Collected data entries
'''

Issue #10158, opened 2021-03-09
dnsdist: magic argument to addAction/makeRule is confusing


Habbie:
This came up because of a user who did `addAction('duckduckgo.com', ..)` and was surprised it also matched subdomains.

Then I dug a bit further.

1. `addAction` does not document that the first argument is magical (exactly like `makeRule`).
2. There's a word missing in 'Make a `NetmaskGroupRule()` or a `SuffixMatchNodeRule()`, depending on it is called. ' at https://dnsdist.org/rules-actions.html?highlight=addaction#makeRule
3. That same bit of docs does not clarify that both netmasks and domain suffixes can go into tables.
4. If the table contains both netmasks and domain suffixes, we match the netmasks and throw away the domain suffixes.

So, this at least wants more documentation, but I wonder if it's time to remove the magic from `addAction` and perhaps even drop `makeRule`.

PR #13500, opened 2023-11-16
dnsdist: Improve `NetmaskGroupRule`/`SuffixMatchNodeRule`, deprecate `makeRule`

rgacogne:
### Short description

- `NetmaskGroupRule` now accepts a string or list of strings, instead of requiring the use of `newNMG`
- `SuffixMatchNodeRule` also accepts a string or list of strings, instead of requiring the use of `newSuffixMatchNode`
- Passing a string or list of strings to `addAction` is now deprecated
- `makeRule` is now deprecated

Fixes https://github.com/PowerDNS/pdns/issues/10158

### Checklist

I have:
- [x] compiled this code
- [x] tested this code
- [ ] documented the code

### DIFF
--- a/pdns/dnsdist-lua-actions.cc
+++ b/pdns/dnsdist-lua-actions.cc
@@ -2305,7 +2305,7 @@ static void addAction(GlobalStateHolder<vector<T> > *someRuleActions, const luad
   parseRuleParams(params, uuid, name, creationOrder);
   checkAllParametersConsumed("addAction", params);
 
-  auto rule = makeRule(var);
+  auto rule = makeRule(var, "addAction");
   someRuleActions->modify([&rule, &action, &uuid, creationOrder, &name](vector<T>& ruleactions){
     ruleactions.push_back({std::move(rule), std::move(action), std::move(name), std::move(uuid), creationOrder});
     });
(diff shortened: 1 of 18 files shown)


phonedph1:
I think the example config shipped might have some of these deprecated forms now.

```
-- addAction({"abuse.example.org.", "xxx."}, PoolAction("abuse"))
-- addAction("192.0.2.0/24", PoolAction("abuse"))
```

rgacogne:
> I think the example config shipped might have some of these deprecated forms now.
> 
> ```
> -- addAction({"abuse.example.org.", "xxx."}, PoolAction("abuse"))
> -- addAction("192.0.2.0/24", PoolAction("abuse"))
> ```

Good catch, thanks!

omoerbeek (changes requested):
Some comments on the docs, plus I'd like to see a few testcases for `makeRule` remain, e.g. in a `test_Deprecated.py` file. It would become too easy to break if not tested.

rgacogne:
> I'd like to see a few testcases for `makeRule` remain, e.g. in a `test_Deprecated.py` file. It would become too easy to break if not tested.

Good idea, done!

omoerbeek (approved):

'''

Repeat all the lines above, keeping them exactly as they are.

Issue #10158, opened 2021-03-09
dnsdist: magic argument to addAction/makeRule is confusing


Habbie:
This came up because of a user who did `addAction('duckduckgo.com', ..)` and was surprised it also matched subdomains.

Then I dug a bit further.

1. `addAction` does not document that the first argument is magical (exactly like `makeRule`).
2. There's a word missing in 'Make a `NetmaskGroupRule()` or a `SuffixMatchNodeRule()`, depending on it is called. ' at https://dnsdist.org/rules-actions.html?highlight=addaction#makeRule
3. That same bit of docs does not clarify that both netmasks and domain suffixes can go into tables.
4. If the table contains both netmasks and domain suffixes, we match the netmasks and throw away the domain suffixes.

So, this at least wants more documentation, but I wonder if it's time to remove the magic from `addAction` and perhaps even drop `makeRule`.

PR #13500, opened 2023-11-16
dnsdist: Improve `NetmaskGroupRule`/`SuffixMatchNodeRule`, deprecate `makeRule`

rgacogne:
### Short description

- `NetmaskGroupRule` now accepts a string or list of strings, instead of requiring the use of `newNMG`
- `SuffixMatchNodeRule` also accepts a string or list of strings, instead of requiring the use of `newSuffixMatchNode`
- Passing a string or list of strings to `addAction` is now deprecated
- `makeRule` is now deprecated

Fixes https://github.com/PowerDNS/pdns/issues/10158

### Checklist

I have:
- [x] compiled this code
- [x] tested this code
- [ ] documented the code

### DIFF
--- a/pdns/dnsdist-lua-actions.cc
+++ b/pdns/dnsdist-lua-actions.cc
@@ -2305,7 +2305,7 @@ static void addAction(GlobalStateHolder<vector<T> > *someRuleActions, const luad
   parseRuleParams(params, uuid, name, creationOrder);
   checkAllParametersConsumed("addAction", params);
 
-  auto rule = makeRule(var);
+  auto rule = makeRule(var, "addAction");
   someRuleActions->modify([&rule, &action, &uuid, creationOrder, &name](vector<T>& ruleactions){
     ruleactions.push_back({std::move(rule), std::move(action), std::move(name), std::move(uuid), creationOrder});
     });
(diff shortened: 1 of 18 files shown)


phonedph1:
I think the example config shipped might have some of these deprecated forms now.

```
-- addAction({"abuse.example.org.", "xxx."}, PoolAction("abuse"))
-- addAction("192.0.2.0/24", PoolAction("abuse"))
```

rgacogne:
> I think the example config shipped might have some of these deprecated forms now.
> 
> ```
> -- addAction({"abuse.example.org.", "xxx."}, PoolAction("abuse"))
> -- addAction("192.0.2.0/24", PoolAction("abuse"))
> ```

Good catch, thanks!

omoerbeek (changes requested):
Some comments on the docs, plus I'd like to see a few testcases for `makeRule` remain, e.g. in a `test_Deprecated.py` file. It would become too easy to break if not tested.

rgacogne:
> I'd like to see a few testcases for `makeRule` remain, e.g. in a `test_Deprecated.py` file. It would become too easy to break if not tested.

Good idea, done!

omoerbeek (approved):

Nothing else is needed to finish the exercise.